Motie uitbreiding pilot

Afgelopen week heeft de Haagse gemeenteraad gesproken over het raadsvoorstel Toekomstperspectief jeugd- en gezinshulp (3). Reden voor raadslid Janice Roopram om de motie ‘Uitbreiding succesvolle pilot Buurtgezinnen’ in stemming te brengen. Hierin vraagt zij om de pilot Buurtgezinnen in Q1 2022 te evalueren en een uitbreiding in te zetten in andere stadsdelen. Roopram heeft enige tijd geleden kennis gemaakt met Emmy Zuijdwijk, coördinator Buurtgezinnen.

Hart voor Den Haag-raadslid Janice Roopram: “Het is jammer dat het stadsbestuur nog niet in gesprek is geweest met Emmy.
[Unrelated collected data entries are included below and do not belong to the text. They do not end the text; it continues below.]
PR #2450, opened 2018-07-23
Locking Changes

babsingh:
1) **Revert "Improve locking"**

	This commit reverts the first commit in #553.

	The purpose of the original change was to reduce compare and swap
	operations in the spinlock loop; thus, reducing spinning overhead. The
	premise was to improve throughput by reducing spinning overhead. In the
	initial benchmarking, no throughput improvements were noticed because of
	this change. Recently, this change has resulted in regressing
	throughput. ~30% throughput drop is observed in one of the OpenLiberty
	benchmarks. Thus, it has been decided to revert the original change.

### DIFF
--- a/runtime/vm/ObjectMonitor.cpp
+++ b/runtime/vm/ObjectMonitor.cpp
@@ -489,20 +489,24 @@ spinOnTryEnter(J9VMThread *currentThread, J9ObjectMonitor *objectMonitor, j9obje
 	}
 #endif /* OMR_THR_JLM */
 
+#if defined(OMR_THR_THREE_TIER_LOCKING) && defined(OMR_THR_SPIN_WAKE_CONTROL)
+	bool tryEnterSpin = true;
+	if (monitor->spinThreads < lib->maxSpinThreads) {
+		VM_AtomicSupport::add(&monitor->spinThreads, 1);
+	} else {
+		tryEnterSpinCount1 = 1;
+		tryEnterSpinCount2 = 1;
+		tryEnterYieldCount = 1;
+		tryEnterSpin = false;
+	}
+#endif /* defined(OMR_THR_THREE_TIER_LOCKING) && defined(OMR_THR_SPIN_WAKE_CONTROL) */
+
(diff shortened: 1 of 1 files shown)


babsingh:
This PR depends on https://github.com/eclipse/omr/pull/2783.

babsingh:
fyi - @pshipton @charliegracie @vijaysun-omr

pshipton:
jenkins test sanity plinux depends eclipse/omr#2783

Dan zou zij ook begrijpen waarom ik deze motie heb ingediend. Natuurlijk is het fijn dat de wethouder mijn verzoek om een pilot heeft opgepakt. Wij hebben samen in de krant gestaan toen de pilot is gestart, maar nu bij aantoonbaar succes niet willen uitbreiden of evalueren, dat begrijp ik dan niet. De wethouder gaf aan de noodzaak niet in te zien om nu al de pilot te evalueren. Ook gaf ze aan dat ze na de evaluatie pas wat te vertellen zou hebben. Ze heeft wel een gesprek gehad, maar met wie is niet duidelijk. In ieder geval niet met de organisatie Buurtgezinnen zelf”.

Roopram geeft aan dat organisaties zoals het CJG, Jeugdbescherming West en het onderwijs zeer enthousiast zijn over de inzet van Buurtgezinnen. Dit in het kader van preventie. Inmiddels hebben 15 vraaggezinnen zich opgegeven en 20 steungezinnen. Ook komen er aanvragen binnen vanuit de stadsdelen Loosduinen, Escamp en Scheveningen. Roopram hoopt dat de coördinator het nog kan bij benen en anders zal ze weer aankloppen bij het Haagse stadsbestuur. “Het is onbegrijpelijk, juist nu in deze tijd zijn initiatieven als Buurtgezinnen enorm waardevol en zeer belangrijk. Buurtgezinnen is een waardevolle aanvulling op het gebied van informele zorg aan gezinnen. Het gaat hier om kinderen, dat vinden wij belangrijk”, besluit Janice Roopram.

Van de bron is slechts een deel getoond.